Holding: Court of Appeals (Div. I) held that “a party who willfully ignores a summons and complaint cannot later take advantage of the court’s authority to vacate a default judgment.”  Noting that a process server’s affidavit of service will be considered presumptively correct unless challenged, the Court of Appeals held that the appellant’s two affidavits claiming that no service had occurred, without more, were not enough to overcome this presumption.  Noting the trial court had found that the appellant had willfully failed to respond to the served complaint for “strategic” reasons, the Court of Appeals affirmed the decision to deny the motion to vacate.  This opinion, while not binding, underscores the importance of timely answering a complaint.
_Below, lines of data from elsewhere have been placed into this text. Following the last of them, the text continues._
PR #805, opened 2021-03-25
Resolve #785 - improve API for StringValuesModel

### LINKED ISSUE #785: Use of an HTTP request QueryString in a Javascript expression can raise InvalidCastException unless toString() is used
I stumbled upon a problem, better to say I'm confused......
I have HTTP endpoint immediately followed by HTTP response.

If I place: **"" +input.QueryString["foo"]** for content I get correct response (text/plain) used.
However if I place: **input.QueryString["foo"]** nothing is displayed and console reports warning:
warn: Elsa.Expressions.ExpressionEvaluator[0]
      Failed to evaluate expression input.QueryString["foo"] using syntax JavaScript
      System.InvalidCastException: Object must implement IConvertible.

Can you please explain why one works and other not and if is there any bit more verbose documentation which could solve my confusion. Thanks.

craigfowler:
Mostly this is non-controversial (details in the commit message but it's going to be real boring stuff).

_The only thing I wanted to flag up_ is that implementing `IConvertible` makes this class [non-CLS-compliant].  Right now, the assembly is not marked with the `CLSCompliantAttribute` and so we are not claiming to be CLS-compliant.  I am not sure how important CLS-compliance is to us though, generally speaking CLS-compliant libraries are more reusable across a wider variety of platforms.

* If we don't care about CLS compliance then _"nothing to see here, move along"_
* If we think we might care about CLS compliance then when we add `[assembly: CLSCompliant(true)]`, we need to add `[CLSCompliant(false)]` to this class

[non-CLS-compliant]: https://docs.microsoft.com/en-us/dotnet/standard/language-independence-and-language-independent-components

### DIFF
--- a/src/activities/Elsa.Activities.Http/Models/StringValuesModel.cs
+++ b/src/activities/Elsa.Activities.Http/Models/StringValuesModel.cs
@@ -1,33 +1,84 @@
+using System;
+using System.Collections.Generic;
+using System.Linq;
 using Microsoft.Extensions.Primitives;
 
 namespace Elsa.Activities.Http.Models
 {
-    public class StringValuesModel
+    /// <summary>
+    /// Represents a collection of zero or more string values.  It is used for values such as
+    /// HTTP header/query string values.  These are often thought-of as key/value pairs but might
+    /// have more than one value.
+    /// </summary>
+    public class StringValuesModel : IConvertible
     {
-        public string? Value { get; set; }
-        public string[]? Values { get; set; }
+        /// <summary>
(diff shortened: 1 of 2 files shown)


sfmskywalker (approved):

sfmskywalker:
I wasn’t aware of the CLS thing. I suppose we can always revisit this if we care in the future, right?

craigfowler:
Sure. If I recall correctly (it's been a while), the compiler will scream at you if you include non-CLS compliant APIs in an assembly marked as compliant.

Mainly it's the usage/presence of the unsigned numeric/integral types in the API.

PR #810, opened 2021-03-26
Method to skip adding core activites automatically.

tomy2105:
As discussed in https://github.com/elsa-workflows/elsa-core/discussions/802 added method to options called `NoCoreActivities()` , this enables user of Elsa to easily control which of the core activities will be available. 

For example, to have only SetVariable activity:
`
            services

                .AddElsa(options => options

                    .NoCoreActivities()

                    .UseEntityFrameworkPersistence(ef => ef.UseSqlite())

                    .AddActivity<Elsa.Activities.Primitives.SetVariable>()

                );
`

### DIFF
--- a/.gitignore
+++ b/.gitignore
@@ -29,6 +29,10 @@ _ReSharper*/
 [Tt]est[Rr]esult*
 .vs/
 
+# VS Code/Omnisharp crash dumps
+mono_crash.mem*.blob
+
+
 #Nuget packages folder
 packages/
 
--- a/appveyor.yml
+++ b/appveyor.yml
@@ -121,6 +121,8 @@ deploy:
     on:
       APPVEYOR_REPO_TAG: true
 
-deploy_script:
-  - docker login -u="$env:docker_user" -p="$env:docker_pass"
-  - docker push elsaworkflows/elsadashboard-samples-monolith
+# Docker deployments temporarily disabled due to authentication issue
+# this is causing failing builds.
+#deploy_script:
+#  - docker login -u="$env:docker_user" -p="$env:docker_pass"
+#  - docker push elsaworkflows/elsadashboard-samples-monolith
--- a/src/core/Elsa.Abstractions/Exceptions/CannotSetActivityPropertyValueException.cs
+++ b/src/core/Elsa.Abstractions/Exceptions/CannotSetActivityPropertyValueException.cs
@@ -1,0 +1,16 @@
+namespace Elsa.Exceptions
+{
+    /// <summary>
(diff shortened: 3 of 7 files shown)


craigfowler:
### The build failure's not your fault
You'll have probably guessed, the reason for the build failure on this PR has nothing to do you with you.  The 2.0 feature branch was broken at that point in time.  I've since fixed it.  If you merge latest `feature/elsa-2.0` into your PR and re-publish then you should be good to go.

### Is it a good idea to allow de-registration of core activities?
I had a little look around and whilst a few of the core activities seem to have minor inter-dependencies they're not ones which would cause those activities to be resolved.  So, from my view not-registering them would not cause an actual problem.

I did notice though, that @sfmskywalker added some (very) recent work where an extra activity library makes use of some of the core activities.  For example [this Telnyx activity makes use of `Finish`] and also `Fork`.  If you tried using that Telnyx activity and you had excluded the core activities, then _you're gonna' have a bad time_.

I suppose the question really is "is it reasonable for these core activities to be unavailable?".  If we're writing other activities which take the assumption that the core ones are registered and present then maybe that's not so great.

Since the ink is barely dry on Telnyx activities, we might have an opportunity to change our minds, if that's appropriate?  

[this Telnyx activity makes use of `Finish`]: https://github.com/elsa-workflows/elsa-core/blob/3ba1582b54d167f46b9e935627c2fbc349cc7325/src/activities/Elsa.Activities.Telnyx/Activities/CallRingGroup.cs#L160

sfmskywalker:
What we could do is to require activity modules (such as Telnyx) to register dependency activities themselves. So for instance, if a user calls `.AddTelnyxActivities`, then that extension method will also call e.g. `AddCoreActivities` to make sure all the primitive activities are there.

We would just have to make sure that these "add activities" extensions are safe to be called more than once.

tomy2105:
If a user calls .NoCoreActivites and calls .AddTelnyxActivities he would need to manually add activities that telenyx requires and it is up to you to document which are needed.

I wouldn't make .AddTelnyxActivities, call AddCoreActivities but only the ones that are required by telenyx, for example add fork activity only.

sfmskywalker:
> I wouldn't make .AddTelnyxActivities, call AddCoreActivities but only the ones that are required by telenyx, for example add fork activity only.

I agree - only the dependency activities should be added.

sfmskywalker:
In that case I'm good to accept this PR - it makes sense for a user to control Elsa behavior via the options as is done here. We can work on registering dependencies separately.

sfmskywalker (approved):

PR #814, opened 2021-03-28
Temporarily disable docker deployment

craigfowler:
It looks like the docker credentials are incorrect, because
builds are failing with an auth problem.  For example build 2.0.0-preview7.1704:
  https://ci.appveyor.com/project/sfmskywalker/elsa/builds/38438996#L6715

This can be re-enabled once the auth issue is fixed.  There should be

Key Quote (Court of Appeals reiterated the following standard for motion to vacate default judgment under CR 60(b)(1)): “The court weighs four factors when deciding this question: (1) That there is substantial evidence extant to support, at least prima facie, a defense to the claim asserted by the opposing party; (2) that the moving party’s failure to timely appear in the action, and answer the opponent’s claim, was occasioned by mistake, inadvertence, surprise or excusable neglect; (3) that the moving party acted with due diligence after notice of entry of the default judgment; and (4) that no substantial hardship will result to the opposing party. But when a defendant caused the default by willfully failing to appear, the second factor outweighs the others because equity demands the judgment stand to avoid rewarding misconduct. Equity will not allow for vacation of [a default] judgment if the actions leading to default were willful. Willful defiance of the court’s authority can never be rewarded in an equitable proceeding. The movant has the burden of demonstrating that equity favors vacating the judgment.”